The therapeutic development pipeline has expanded to include innovative approaches targeting neuroinflammation, neuroprotection, and immune modulation. GLP-1 receptor agonists, originally developed for metabolic disorders, are being repurposed for ALS based on their neuroprotective properties, with newer agents like NLY01 and tirzepatide designed for enhanced CNS penetration. Regulatory T-lymphocyte therapy combined with IL-2 showed safety and tolerability in phase 1 studies, with 6 of 8 participants demonstrating slow to no disease progression during dose-escalation phases. Despite these advances, some promising preclinical candidates have faced clinical challenges, as evidenced by ceftriaxone's failure to demonstrate survival benefit in large-scale trials despite extensive preclinical validation, underscoring the continued complexity of translating ALS therapeutics from bench to bedside.

QRL-201: A Broad Approach to ALS Pathology

Amyotrophic lateral sclerosis (ALS) remains a devastating neurodegenerative disease with a profound unmet medical need. Despite decades of research, effective treatments that significantly halt or reverse disease progression are scarce, with existing therapies offering only modest benefits. The landscape has seen some progress with targeted gene therapies, particularly for specific genetic forms of ALS, but the vast majority of patients still lack tailored options.

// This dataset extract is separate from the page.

Issue #22553, opened 2024-09-10
lib noderawfs now requires FS.init()


walkingeyerobot:
Previously I was able to call `FS.chdir()` when using noderawfs without first calling `FS.init()`, but now I have to call `FS.init()` first. I think that just means the docs need to be updated here because `FS.init()` does more than just set up standard I/O devices in this case: https://emscripten.org/docs/api_reference/Filesystem-API.html?highlight=filesystem#setting-up-standard-i-o-devices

The recent interim Phase 2 data for QurAlis' QRL-201, an antisense oligonucleotide (ASO), marks a potentially pivotal moment. Unlike therapies designed for rare genetic subtypes, QRL-201 targets a more pervasive pathological mechanism: the restoration of stathmin-2 expression. Stathmin-2 is critical for neural repair and axonal stability, and its downregulation is a direct consequence of TDP-43 mislocalization, a hallmark found in most ALS cases, both sporadic and familial. This broad applicability could position QRL-201 as a significant therapeutic option for a much wider patient population.

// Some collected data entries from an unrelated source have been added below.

PR #22557, opened 2024-09-10
Add some sanity checks when using `__i53abi` decorator

sbc100:
See #21335

PR #22561, opened 2024-09-11
[WasmFS] Adds support for large (>4GB) files in OPFS using __i53abi

goldwaving:
Currently wasmfs OPFS is limited to 2GB files or smaller.  These changes allow working with much larger files by using the __i53abi decorator.

Note that individual reads/writes are still limited to uint32_t block sizes.


src/library_wasmfs_opfs.js
```diff
@@ -363,6 +367,8 @@ addToLibrary({
     wasmfsOPFSProxyFinish(ctx);
   },
 
+  _wasmfs_opfs_write_access__i53abi: true,
+  _wasmfs_opfs_write_access__sig: 'iipij',
```
sbc100, line 371: None of these sigs should be needed since I believe they are already stored in src/library_sigs.js

system/lib/wasmfs/backends/opfs_backend.h
```diff
@@ -67,28 +67,27 @@ void _wasmfs_opfs_free_directory(int dir_id);
...
+                              off_t pos);
 
 // Get the size via an AccessHandle.
 void _wasmfs_opfs_get_size_access(em_proxying_ctx* ctx,
                                   int access_id,
                                   off_t* size);
 
-// TODO: return 64-byte off_t.
-uint32_t _wasmfs_opfs_get_size_blob(int blob_id);
+void _wasmfs_opfs_get_size_blob(int blob_id, off_t* size);
```
sbc100, line 90: Why can't `off_t` be used as a return type here?

sbc100 (approved):
lgtm % some comments.

Would it be feasible to add a test for this?

src/library_wasmfs_opfs.js
goldwaving: The sigs need to be updated.  Not sure if those changes have been added to this request.

system/lib/wasmfs/backends/opfs_backend.h
goldwaving: Maybe it can.  Not sure if/how  i64 values are returned, so I just used the same method as the other `get_size` function to be safe.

The reported reductions in disease progression, as measured by the ALSFRS-R, coupled with significant decreases in CSF levels of phosphorylated neurofilament heavy chain (pNfH) and neurofilament light chain (NfL), are particularly encouraging. These neurofilament markers are recognized indicators of axonal damage, and the FDA considers CSF pNfH a predictor of ALS disease progression. This strong biomarker signal, alongside functional improvements, provides a robust foundation for the planned Phase 3 study.

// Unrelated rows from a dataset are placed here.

PR #22563, opened 2024-09-11
[embind] Fix TS generation when using AOT JS.

brendandahl:
Some AOT JS was ending up in the TS definition file because the setting to turn AOT JS was wrong.

### DIFF
--- a/test/test_other.py
+++ b/test/test_other.py
@@ -3364,11 +3364,10 @@ More info: https://emscripten.org
     'with_jsgen': [['-sEMBIND_AOT']]
   })
   def test_embind_tsgen(self, opts):
-    self.emcc_args += opts
     # Check that TypeScript generation works and that the program is runs as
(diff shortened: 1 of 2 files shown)


test/test_other.py
```diff
@@ -3359,7 +3359,12 @@ def test_jspi_add_function(self):
       '-Wno-experimental']
     self.do_runf('other/test_jspi_add_function.c', 'done')
 
-  def test_embind_tsgen(self):
+  @parameterized({
+    '': [[]],
+    'with_jsgen': [['-sEMBIND_AOT']]
+  })
+  def test_embind_tsgen(self, opts):
+    self.emcc_args += opts
```
sbc100, line 3367: How about `emcc_args=['-lembind', '--emit-tsd', 'embind_tsgen.d.ts'] ) opts` below instead of add a new line here?

PR #23678, opened 2025-02-14
Support ES6 Set/Map in stringifyWithFunctions

### LINKED ISSUE #23672: Using `Map` in library code seems not allowed
I try to use a ES6 `Map` inside library code like this:

```diff
 // library_webgpu.js
 
 var LibraryWebGPU = {
   $WebGPU__deps: [],
   $WebGPU: {
     Internals: {
+      buffers: new Map(),
       ...
     },
     ...
   },
 };
 
 autoAddDeps(LibraryWebGPU, '$WebGPU');
 mergeInto(LibraryManager.library, LibraryWebGPU);
 

```

And the final generated JS files is like this:

```
var WebGPU = {
  Internals: {
    buffers: {},

```

This will cause the following error later:
```
Uncaught TypeError: buffers.set is not a function
```

I tried to figure out whether this is an expected behavior, but didn't see document about this. And I don't understand why this behavior happens. If this is expected behavior (re-writing a Map to a plain object), is there a way to use ES6 `Map` in library code?

fs-eire:
Fixes #23672

### DIFF
--- a/src/jsifier.mjs
+++ b/src/jsifier.mjs
@@ -82,10 +82,7 @@ function stringifyWithFunctions(obj) {
   }
 
   // preserve the type of the object if it is one of [Map, Set, WeakMap, WeakSet].
-  const builtinContainers = vm.runInContext(
-    '[Map, Set, WeakMap, WeakSet]',
-    compileTimeContext,
-  );
+  const builtinContainers = vm.runInContext('[Map, Set, WeakMap, WeakSet]', compileTimeContext);
   for (const container of builtinContainers) {
     if (obj instanceof container) {
       const className = container.name;
--- a/src/jsifier.mjs
+++ b/src/jsifier.mjs
@@ -9,7 +9,6 @@
 
 import assert from 'node:assert';
 import * as fs from 'node:fs/promises';
-import * as vm from 'node:vm';
 import {
   ATEXITS,
   ATINITS,
@@ -34,6 +33,7 @@ import {
   compileTimeContext,
   printErr,
   readFile,
+  runInMacroContext,
   warn,
   warnOnce,
   warningOccured,
@@ -82,7 +82,9 @@ function stringifyWithFunctions(obj) {
   }
 
   // preserve the type of the object if it is one of [Map, Set, WeakMap, WeakSet].
-  const builtinContainers = vm.runInContext('[Map, Set, WeakMap, WeakSet]', compileTimeContext);
+  const builtinContainers = runInMacroContext('[Map, Set, WeakMap, WeakSet]', {
+    filename: '<internal>',
+  });
   for (const container of builtinContainers) {
     if (obj instanceof container) {
       const className = container.name;
--- a/src/jsifier.mjs
+++ b/src/jsifier.mjs
@@ -9,6 +9,7 @@
 
 import assert from 'node:assert';
 import * as fs from 'node:fs/promises';
+import * as vm from 'node:vm';
 import {
   ATEXITS,
   ATINITS,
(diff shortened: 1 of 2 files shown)


fs-eire:
@sbc100

sbc100:
I suggest adding a new test to `test_other.py` see all the existing tests that start with `def test_jslib_*` in that file.

For example:

```
$ ./test/runner other.test_jslib_native_deps
Test suites:
['test_other']
Running test_other: (1 tests)
test_jslib_native_deps (test_other.other.test_jslib_native_deps) ... ok

Ran 1 test in 0.714s

OK
```

fs-eire:
could you suggest a name for the test case so that it matches the style and naming convention best?

sbc100:
How about `test_jslib_new_objects`?

fs-eire:
I am working on adding a test and I found this strange behavior:

```py
  def test_jslib_new_objects_basic(self):
    create_file('lib.js', '''
      addToLibrary({
        $obj: {
          a: new Map(),
          b: new Set(),
          c: new WeakMap(),
          d: new WeakSet(),
        }
      });
      ''')
    self.run_process([EMCC, test_file('hello_world.c'), '--js-library=lib.js', '-sEXPORTED_FUNCTIONS=obj,_main'])
```

I have this line in `function stringifyWithFunctions(obj)`:
```js
  console.log(`##Debug ${inspect(obj)}, ${obj instanceof Set}, ${obj.size}`);
```

And I get the following outputs:
```
##Debug {
  a: Map(0) {},
  b: Set(0) {},
  c: WeakMap { <items unknown> },
  d: WeakSet { <items unknown> }
}, false, undefined
##Debug Map(0) {}, false, 0
##Debug Set(0) {}, false, 0
##Debug WeakMap { <items unknown> }, false, undefined
##Debug WeakSet { <items unknown> }, false, undefined
```

@sbc100 Did you have any tricks in jsifier.mjs? I cannot explain `b instanceof Set === false`.

sbc100:
That could be related to the fact that we evaluate the library code in a separate JS context?  See `compileTimeContext = vm.createContext` in `utility.mjs`

sbc100:
From reading https://nodejs.org/api/vm.html#what-does-it-mean-to-contextify-an-object it sounds like you may be able to add `vm.constants.DONT_CONTEXTIFY` to the `vm.createContext` call and then use `instanceof compileTimeContext.Set`?

src/jsifier.mjs
```diff
@@ -79,6 +80,17 @@ function stringifyWithFunctions(obj) {
   if (Array.isArray(obj)) {
     return '[' + obj.map(stringifyWithFunctions).join(',') + ']';
   }
+
+  // preserve the type of the object if it is one of [Map, Set, WeakMap, WeakSet].
+  const builtinContainers = vm.runInContext('[Map, Set, WeakMap, WeakSet]', compileTimeContext);
```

However, the path forward is not without its challenges. The history of ALS drug development is replete with promising early-stage candidates that ultimately failed in larger trials, underscoring the complexity of translating biomarker changes into meaningful, sustained clinical benefit. Furthermore, the ASO therapeutic class, while innovative, has been associated with serious neurologic adverse events in other neurodegenerative conditions, including myelitis and aseptic meningitis, which will require careful monitoring in QRL-201's ongoing development. Demonstrating long-term efficacy and safety beyond the interim 253-day period will be crucial for QRL-201 to fulfill its potential and offer a new, broadly impactful treatment strategy for ALS patients.